What is being asked: Filter the entries below, keeping only lines with the word "parent".

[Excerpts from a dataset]
PR #1200, opened 2024-01-31
Feat: Variable parsing rework (Array input)

quinchs:
## Summary
This PR reworks the variable input mechanism to use [`nom`](https://github.com/rust-bakery/nom/tree/main) as a parser; allowing us to parse array inputs and other complex inputs.

### Array Inputs
The array input works much like writing an array in EdgeQL, as proposed by Sully:
```edgeql
cli> select <array<int64>>$arg;
Parameter <array>$arg: [1, 3, 5]
{[1, 3, 5]}
```

and it also forces `str` to be quoted with either single quotes or double quotes in the input:
```edgeql
cli> select <array<str>>$arg;
Parameter <array>$arg: ["abc", 'def']
{['abc', 'def']}
```

### Error reporting and hints
With the change to nom, errors and hints have changed too as a side effect, in the current state of this PR it dumps the parser errors pretty verbosely, I would like some feedback on how we should format these errors to be as concise as possible, some examples:
image
image
image
image

Things get pretty messy with some of the parsers though:
image


1st1:
Can you add a few examples of how successful input looks like? What if you have an array of tuples which have arrays in them?

msullivan:
We definitely shouldn't be including things like `TakeWhileMN` in error messages

msullivan:
We need to figure out how to make check warnings not appear once for each platform

src/prompt/variable.rs
```diff
@@ -16,31 +35,200 @@ use rustyline::hint::Hinter;
...
+
+#[derive(Debug, Clone, Copy, PartialEq, Eq)]
+enum StringFragment<'a> {
+    Literal(&'a str),
+    EscapedChar(char),
+    EscapedWS,
+}
+
+// heavily based on https://github.com/rust-bakery/nom/blob/main/examples/string.rs
+fn quoted_str_parser<'a>(input: &'a str, quote: char, esc: &str) -> IResult<&'a str, String, ParsingError> {
```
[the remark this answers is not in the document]
msullivan: I think the easiest (and best) way to do this would be to take advantage of some existing code in our tokenizer for this: https://github.com/edgedb/edgedb/blob/62d8fcfcbeded747106a8914e1b4ef4bac37aa61/edb/edgeql-parser/src/helpers/strings.rs#L63-L168

So I think the approach then would be to match a quoted string *uninterpreted* (only understanding escapes as much as is needed to allow an escaped quote), and then passing that uninterpreted quoted string to unquote_string)

src/prompt/variable.rs
```diff
@@ -49,8 +237,65 @@ pub struct Uuid;
...
+                    char('-'),
+                    nom::bytes::streaming::take_while_m_n(
+                        12,
+                        12,
+                        char::is_alphanumeric,
+                    ),
+                )),
+                |s| uuid::Uuid::from_str(&[s.0, s.2, s.4, s.6, s.8].join("")).context("UUID format is malformed")
+            )(i)
+        }
```
msullivan, line 287: I would just grab 36 characters and pass it to `Uuid::from_str` instead of trying to parse it out directly

src/prompt/variable.rs
```diff
@@ -134,10 +398,41 @@ pub struct Decimal;
...
-        let dec: BigDecimal = input.parse().map_err(no_pos_err)?;
-        let dec = dec.try_into().map_err(no_pos_err)?;
-        Ok(Value::Decimal(dec))
+    fn parse<'a>(&self, input: &'a str, _flags: InputFlags) -> ParseResult<'a> {
+        context(
+            "decimal",
+            map(
+                map_res(
+                    map_res(
+                        recognize_float_parts,
```
msullivan, line 407: I think that if you use `recognize` on `recognize_float_parts`, you can get back the string and then parse that directly.

https://docs.rs/nom/latest/nom/combinator/fn.recognize.html

src/prompt/variable.rs
```diff
@@ -146,27 +441,82 @@ pub struct Json;
...
-        match serde_json::from_str::<serde_json::Value>(input) {
-            Err(e) if e.classify()  == serde_json::error::Category::Eof
-            => Err(Error::Incomplete),
-            Err(e) => Err(no_pos_err(e)),
-            Ok(_) => Ok(Value::Json(
-                model::Json::new_unchecked(input.into())
-            )),
-        }
+    fn parse<'a>(&self, input: &'a str, _flags: InputFlags) -> ParseResult<'a> {
+        // treat as string, and then validate the strings content
```
msullivan, line 445: This is not right; the json might not be a string.

This one is kind of a pain in the ass. serde does not seem to care about making this easy.
I think to do it we'd want to use https://docs.rs/serde_json/latest/serde_json/struct.StreamDeserializer.html, where we can parse one value out of the stream and then use `byte_offset` to figure out how much to advance the parser

Another thing we *could* do is requiring it be quoted in the nested quotes required mode. We could even make the syntax in that mode be `to_json('...')`.

src/prompt/variable.rs
```diff
@@ -146,27 +441,82 @@ pub struct Json;
...
+
+impl VariableInput for Array {
+    fn type_name(&self) -> &str { "array" }
+    fn parse<'a>(&self, input: &'a str, _flags: InputFlags) -> ParseResult<'a> {
+        context(
+            "array",
+            map(
+                preceded(
+                    char('['),
+                    cut(
```
msullivan, line 473: Why is `cut` needed?

src/prompt/variable.rs
```diff
@@ -186,43 +536,57 @@ impl Hinter for VarHelper {
...
     fn highlight<'l>(&self, line: &'l str, _pos: usize) -> Cow<'l, str> {
-        match self.var_type.parse(line) {
-            Ok(_) => line.into(),
+        match self.var_type.parse(line, InputFlags::None) {
+            Ok(r) => {
+                if r.0.len() == 0 {
+                    return line.into()
+                }
+
+                let mut str = line[..(line.len() - r.0.len())].to_string();
```
msullivan, line 562: explain?

msullivan (commented):
I think the overall approach is solid, but have a bunch of suggestions about various parsers.

Also, we need some tests

src/prompt/variable.rs
```diff
@@ -16,31 +35,200 @@ use rustyline::hint::Hinter;
...
 use rustyline::{Helper, Context};
 
+type ParseResult<'a, I = &'a str, R = Value> = IResult<I, R, ParsingError>;
 
 #[derive(Debug, thiserror::Error)]
-pub enum Error {
+pub enum ParsingError {
     #[error("{}", description)]
-    Mistake { offset: Option<usize>, description: String },
+    Mistake { kind: Option<ErrorKind>, description: String },
```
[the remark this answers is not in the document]
quinchs: No, `ParsingError` cant directly calculate the offset since its constructed with only the context of the current slice. An offset can be calculated later when we format `ParsingError`, which sounds like a good idea.

src/prompt/variable.rs
quinchs: should we allow this kind of input?
```
33d3ca20-149c-4a49-b8ac-a5a8ff9cc6b3 // OK
33d3ca20149c4a49-b8ac-a5a8ff9cc6b3-- // OK
----33d3ca20149c4a49b8aca5a8ff9cc6b3 // OK
```

quinchs: or wait~ does `Uuid::from_str` validate all that? iirc it doesn't allow `-`

quinchs: oh it does allow, will fix

src/prompt/variable.rs
quinchs: Mainly for if one element fails to parse it should be unrecoverable

src/prompt/variable.rs
quinchs: slices the original input to remove the remaining unparsed content from it, to then color the remaining red

msullivan:
(Get rid of all the unused imports)

src/prompt/variable.rs
msullivan: put that in a comment please

src/prompt/variable.rs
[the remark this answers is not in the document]
msullivan: (That is what we do in our actual lexer)

src/prompt/variable.rs
quinchs: I guess it works without

quinchs: It just makes it error out with `nom::internal::Err::Failure` instead of `nom::internal::Err::Error` but it won't change any of the parent parsers behaviour

src/prompt/variable.rs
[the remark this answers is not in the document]
quinchs: image
I've updated the parser to follow the same rules of unicodes and such, I tried integrating `unquote_string` but I failed at it. Maybe if you already know how to integrate it you can.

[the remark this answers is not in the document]
msullivan: Could you elaborate on what the snags were? What I would probably recommend is writing a combinator that matches a quoted string but doesn't really worry about what the return value is or if the escapes are valid; then you can use that with `recognize`, and pass the result of that to `unquote_string`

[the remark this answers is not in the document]
msullivan: https://github.com/edgedb/edgedb/blob/master/edb/edgeql-parser/src/tokenizer.rs#L659-L669 is the tokenizer code for matching a quoted string; one option (though not the most idiomatic for parser combinators) is to just write a combinator directly that does that logic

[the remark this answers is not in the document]
quinchs: > Could you elaborate on what the snags were?

Getting it to match a quoted string while ignoring other escape sequences, ex `\x33` or `\u236A`, kept either overrunning the quoted string (greedily) or not matching anything at all because of non recognizable escapes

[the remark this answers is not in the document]
msullivan: What did the combinators you were producing look like?
I *think* that for single quote strings, it should work to match a sequence of:
 * any non `'` non `\` character
 * `\` followed by any other character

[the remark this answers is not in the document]
quinchs: something like:
```rs
    context(
        "quoted_string",
        delimited(
            char(quote),
            map_res(
                fold_many0(
                    alt((
                        map(
                            verify(is_not(esc), |s: &str| !s.is_empty()),
                            StringFragment::Literal
                        ),
                        map(
                            preceded(
                                char('\\'),
                                alt((
                                    value('\\', char('\\')),
                                    value('/', char('/')),
                                    value('"', char('"')),
                                    value('\'', char('\'')),
                                ))
                            ),
                            StringFragment::EscapedChar
                        ),
                        value(
                            StringFragment::EscapedWS,
                            preceded(char('\\'), nom::character::streaming::multispace1)
                        ),
                    )),
                    String::new,
                    |mut string, fragment| {
                        match fragment {
                            StringFragment::Literal(s) => string.push_str(s),
                            StringFragment::EscapedChar(c) => string.push(c),
                            StringFragment::EscapedWS => {}
                        }
                        string
                    }
                ),
                |s| unquote_string(&s).map(|v| v.into()).context("Failed to unquote string")
            )
            char(quote),
        )
    )(input)
```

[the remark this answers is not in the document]
msullivan: What is `esc` here? The relevant quote and backslash?

One problem here is that `unquote_string` expects to get the full quoted string, *including* the quote characters. I also think the escape handling is busted (it doesn't match all escape characters (I think) and it *interprets* some of the escape characters, which will do the wrong thing once passed to unquote_string).

I think the best approach remains the one I outlined above: write a combinator that *recognizes* a quoted string without interpreting it at all (it should probably just produce `()` as its value), then use `recognize` to get the string out and call `unquote_string`.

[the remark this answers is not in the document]
msullivan: You can follow up with me on slack if you have any questions

src/prompt/variable.rs
```diff
@@ -146,27 +402,111 @@ pub struct Json;
...
-            )),
-        }
+    fn parse<'a>(&self, input: &'a str, flags: InputFlags) -> ParseResult<'a> {
+        context(
+            "json",
+            |s: &'a str| {
+                let de = serde_json::Deserializer::from_str(s);
+                let mut stream = de.into_iter::<serde_json::Value>();
+
+                // let the stream do the tokenization gradually until we hit EOF or a syntax error
```
msullivan, line 412: I think that the right thing to do here is to *always* do exactly one iteration of the loop.

If there is anything not consumed in the input, that will be an error up at a higher level, right, so there is no need to handle that here?

I think this should try to always parse exactly one json value, and always validate that it parsed correctly, and then leave any remainder to be handled by calling code.

(Either to be parsed, if it is an array or a tuple, or to be errored out on, if this was a top level value)

quinchs:
> Can you add a few examples of how successful input looks like? What if you have an array of tuples which have arrays in them?

#### Array of tuples
image

#### Array of tuples with arrays
image

#### Array of json
image

src/prompt/variable.rs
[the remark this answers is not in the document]
quinchs: I think I got a working impl using `unquote_string`

src/prompt/variable.rs
```diff
@@ -131,106 +133,70 @@ fn quoted_str(input: &str) -> IResult<&str, String, ParsingError> {
...
+                        if str.is_empty() {
+                            return Err(Error(ParsingError::Incomplete));
+                        }
+
+                        if str.len() == 1 && str.chars().nth(0).unwrap() != quote {
+                            return Err(Error(ParsingError::Mistake {
+                                kind: None,
+                                description: "Missing end quote on string".to_string()
+                            }))
+                        }
```
msullivan, line 166: This logic shouldn't be necessary for correctness, right? Since if either of those conditions hold, the loop below should exit with `pos == 0` and then the `char(quote)` should cause the error.

quinchs: Seems to be the case, I'll remove the redundant code

src/prompt/variable.rs
```diff
@@ -409,28 +409,18 @@ impl VariableInput for Json {
...
-                    }
-
-                    // if there is any errors at all with the input, reflect that back out and stop parsing
-                    match r {
-                        Ok(_a) => {},
+                // consume a single json value
+                match stream.next() {
+                    Some(r) => match r {
+                        Ok(_) => {},
+                        Err(_) if flags.contains(InputFlags::JSON_REMAINDER) => {},
```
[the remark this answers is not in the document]
quinchs: It was a precursor of the old implementation, I think its safe to remove

src/prompt/variable.rs
```diff
@@ -131,106 +133,70 @@ fn quoted_str(input: &str) -> IResult<&str, String, ParsingError> {
...
+                        }
+
+                        if str.len() == 1 && str.chars().nth(0).unwrap() != quote {
+                            return Err(Error(ParsingError::Mistake {
+                                kind: None,
+                                description: "Missing end quote on string".to_string()
+                            }))
+                        }
+
+                        let chars = str.char_indices();
```
msullivan, line 157: nit: I'd just inline this below into line 172

src/prompt/variable.rs
```diff
@@ -131,106 +133,70 @@ fn quoted_str(input: &str) -> IResult<&str, String, ParsingError> {
...
+                            }
+
+                            if c == quote {
+                                // is it escaped?
+                                if prev.unwrap() == '\\' {
+                                    prev = Some(c);
+                                    continue;
+                                }
+
+                                // not escaped, its the end of the quoted string
```
msullivan, line 174: grammar nit: it's

src/prompt/variable.rs
```diff
@@ -131,106 +133,70 @@ fn quoted_str(input: &str) -> IResult<&str, String, ParsingError> {
...
-                    match fragment {
-                        StringFragment::Literal(s) => string.push_str(s),
-                        StringFragment::EscapedChar(c) => string.push(c),
-                        StringFragment::EscapedWS => {}
-                    }
-                    string
-                }
             ),
-            char(quote),
+            |s| unquote_string(s).map(|v| v.into()).context("Failed to unquote string")
```
msullivan, line 188: 'Failed to unquote string' is pretty obscure for a user-facing message, I think

src/prompt/variable.rs
```diff
@@ -131,106 +133,70 @@ fn quoted_str(input: &str) -> IResult<&str, String, ParsingError> {
...
+                                // not escaped, its the end of the quoted string
+                                pos = i;
+                                break;
+                            }
+
+                            prev = Some(c)
+                        }
+
+                        // slice out the actual string part, and the remainder based on the 'pos'
+                        Ok((&str[pos..], &str[..pos]))
```
msullivan, line 183: Probably pointless nit: maybe return `()` instead of `&str[pos..]`, since we don't need the real string. (It doesn't really matter, since it isn't like a string slice is expensive to take, but it seems a little cleaner)

src/prompt/variable.rs
quinchs: It will include the message from the `Result` of `unquote_string` in the actual error message, I'll still change it to something more direct

src/prompt/variable.rs
quinchs: `&str[pos..]` will be needed if the parent parser has more to do, ex `tuple<str>` or `array<str>` need to match `)` and `]` respectfully after parsing a string

src/prompt/variable.rs
```diff
@@ -131,106 +133,70 @@ fn quoted_str(input: &str) -> IResult<&str, String, ParsingError> {
...
+
+                        let chars = str.char_indices();
+
+                        let mut prev = None;
+
+                        for (i, c) in chars {
+                            if prev == None {
+                                prev = Some(c);
+                                continue;
+                            }
```
msullivan, line 161: This will cause us to fail to parse `""` correctly, since the trailing `"` will get skipped. I think you should drop this and turn the check below into something like `prev == Some('\\')`.

And then, if you merge the escape check into the quote check, like `c == quote && prev != Some('\\')`, then we don't need any nonlocal control flow except the loop break

src/prompt/variable.rs
```diff
@@ -131,106 +133,70 @@ fn quoted_str(input: &str) -> IResult<&str, String, ParsingError> {
...
+
+                            if c == quote {
+                                // is it escaped?
+                                if prev.unwrap() == '\\' {
+                                    prev = Some(c);
+                                    continue;
+                                }
+
+                                // not escaped, its the end of the quoted string
+                                pos = i;
```
msullivan, line 171: I *think* that we ought to unconditionally update `pos`, so we always consume however much of the string we actually processed, even when we run off the end without a quote. The best way to do that might be to get rid of `i` and just increment `pos` at the bottom of the loop.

Solution for this task:
quinchs: It just makes it error out with `nom::internal::Err::Failure` instead of `nom::internal::Err::Error` but it won't change any of the parent parsers behaviour
quinchs: `&str[pos..]` will be needed if the parent parser has more to do, ex `tuple<str>` or `array<str>` need to match `)` and `]` respectfully after parsing a string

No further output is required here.